206+        LOCK(m_txreconciliation_mutex);
207+        return IsPeerRegistered(peer_id);
208+    }
209+
210+    std::set<NodeId> GetFanoutTargets(CSipHasher& deterministic_randomizer_with_wtxid,

sipa commented at 8:18 pm on December 13, 2023:

The deterministic_randomizer_with_wtxid variable could be const CSipHasher& here (to make it clear that this object is only ever used as a starting point for (independent) hashes).

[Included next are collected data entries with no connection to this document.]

PR #22, opened 2016-09-23
[FIXED JENKINS-38426] Allow non-literal expressions in env vars.

abayer:
[JENKINS-38426](https://issues.jenkins-ci.org/browse/JENKINS-38426)

Allowing fall-through delegation and whitelisting getProperty(s) on
ClosureModelTranslator and PropertiesToMapTranslator lets us do env
vars with values like:
- "${currentBuild.getNumber()}"
- currentBuild.getNumber()

Can't do "${PREVIOUSLY_DEFINED_ENV}_something" yet, though. Still
trying to figure that one out.

This replaces #20 

cc @reviewbybees esp @rsandell @i386 @michaelneale @HRMPW

### DIFF
--- a/src/main/java/org/jenkinsci/plugins/pipeline/modeldefinition/model/MethodMissingWrapperWhitelist.java
+++ b/src/main/java/org/jenkinsci/plugins/pipeline/modeldefinition/model/MethodMissingWrapperWhitelist.java
@@ -41,7 +41,9 @@ import java.lang.reflect.Method;
 public class MethodMissingWrapperWhitelist extends Whitelist {
     @Override
     public boolean permitsMethod(@Nonnull Method method, @Nonnull Object receiver, @Nonnull Object[] args) {
-        return (method.getName().equals("invokeMethod") || method.getName().equals("setProperty"))
+        return (method.getName().equals("invokeMethod") ||
+                method.getName().equals("setProperty") ||
+                method.getName().equals("getProperty"))
                 && MethodMissingWrapper.class.isAssignableFrom(receiver.getClass());
     }
 
--- a/src/main/resources/org/jenkinsci/plugins/pipeline/modeldefinition/ClosureModelTranslator.groovy
+++ b/src/main/resources/org/jenkinsci/plugins/pipeline/modeldefinition/ClosureModelTranslator.groovy
@@ -195,7 +195,7 @@ public class ClosureModelTranslator implements MethodMissingWrapper, Serializabl
     private void resolveClosure(Object closureObj, Object translator) {
         Closure argClosure = closureObj
         argClosure.delegate = translator
-        argClosure.resolveStrategy = Closure.DELEGATE_ONLY
+        argClosure.resolveStrategy = Closure.DELEGATE_FIRST
         argClosure.call()
     }
 }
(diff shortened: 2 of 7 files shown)


abayer:
So using one env var inside another doesn't work with `withEnv` in the first place, so...yeah. Got an idea for a workaround, though!

abayer:
Workaround achieved! 
```groovy
environment {
    FOO = "BAR"
    CONTAINS_FOO = "\${FOO} is set"
}
```

Inelegant? Sure. But I can live with it.

HRMPW:
I didn't get into the code in great detail but the tests look good. If all of the tests are passing we can try out some more things. I'll let @michaelneale and @rsandell look at the code more closely. :bee:

src/main/java/org/jenkinsci/plugins/pipeline/modeldefinition/model/MethodMissingWrapperWhitelist.java
```diff
@@ -41,7 +41,9 @@
 public class MethodMissingWrapperWhitelist extends Whitelist {
     @Override
     public boolean permitsMethod(@Nonnull Method method, @Nonnull Object receiver, @Nonnull Object[] args) {
-        return (method.getName().equals("invokeMethod") || method.getName().equals("setProperty"))
+        return (method.getName().equals("invokeMethod") ||
```
oleg-nenashev: Maybe usage of static constant set and <code>contains()</code> are not that bad in this case if we're aware about performance (seems so). 🐜

abayer: If we add anything more here in the future, I'll go that route.

michaelneale:
This seems :bug: as it doesn't seem to allow calling of functions anymore. 

Say I have some global called "secret", if I try to invoke it: 

```

pipeline {
    agent label:''
    
    stages {
        stage('build') {
            sh 'echo $YEAH $WOO'
        }
        
    }
    
    environment {
        YEAH = "${secret('bing')}" 
        WOO = secret('bop')
    }
    
}

```

I get this in the log: 

```
+ echo org.jenkinsci.plugins.pipeline.modeldefinition.ClosureModelTranslator@a72085a org.jenkinsci.plugins.pipeline.modeldefinition.ClosureModelTranslator@a72085a
org.jenkinsci.plugins.pipeline.modeldefinition.ClosureModelTranslator@a72085a org.jenkinsci.plugins.pipeline.modeldefinition.ClosureModelTranslator@a72085a
```

which is not what I expected (previously the string interpolation approach would work). 

Note that if I call "secret" direct from within a sh - it works. You could probably use some other global or something to try it.

abayer:
Oy, why is it calling my email replies review by bees!

Anyway - reproduced it, now to figure out what the hell is happening. Yay?

abayer:
So that's weird - `currentBuild.getNumber()` works, but `someFunction()` doesn't. Buh. Will poke at it.

abayer:
Oh, duh. It's `methodMissing` issues. Grr. I'll figure it out today.

abayer:
Attempted fix up. Lemme know how it works for you.

michaelneale:
:bee: tested with a global: https://github.com/michaelneale/annoying/blob/master/vars/secret.groovy and the pipeline above, and it works as I expect. 

nice

PR #23, opened 2016-09-23
Force GIT_COMMITTER_* env vars

abayer:
This is still not working right on ci.jenkins.io, so bugger it, let's hardcode it.


abayer:
Argh. I already had this and it didn't work anyway.

PR #24, opened 2016-09-26
Experimenting to speed up build.

abayer:
Also fix a test while I'm here. `@ClassRule` is magic.

cc @reviewbybees esp @rsandell @stephenc @batmat


abayer:
Ignore the jenkins.ci.cloudbees.com failure - that whole system was barfing.

PR #25, opened 2016-09-30
[FIXED JENKINS-37788] Use isLiteral instead of isConstant.

abayer:
[JENKINS-37788](https://issues.jenkins-ci.org/browse/JENKINS-37788)

cc @reviewbybees esp @rsandell @michaelneale


michaelneale:
:bee: nice one (as we discussed)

in src/node/txreconciliation.cpp:225 in f56ec8a3b0 outdated

223+
224+        auto cmp_by_key = [](const std::pair<uint64_t, NodeId>& left, const std::pair<uint64_t, NodeId>& right) {
225+            return left.first > right.first;
226+        };
227+
228+        std::set<std::pair<uint64_t, NodeId>, decltype(cmp_by_key)> best_peers(cmp_by_key);

sipa commented at 8:21 pm on December 13, 2023:

I believe it would be significantly faster to make this an std::vector<std::pair<uint64_t, NodeId>>, .reserve() it once, fill it up like in the loop below, and then std::sort it in-place using cmp_by_key. This has far better memory locality, less allocation overhead, and ought to have the same asymptotic complexity (O(n log n)).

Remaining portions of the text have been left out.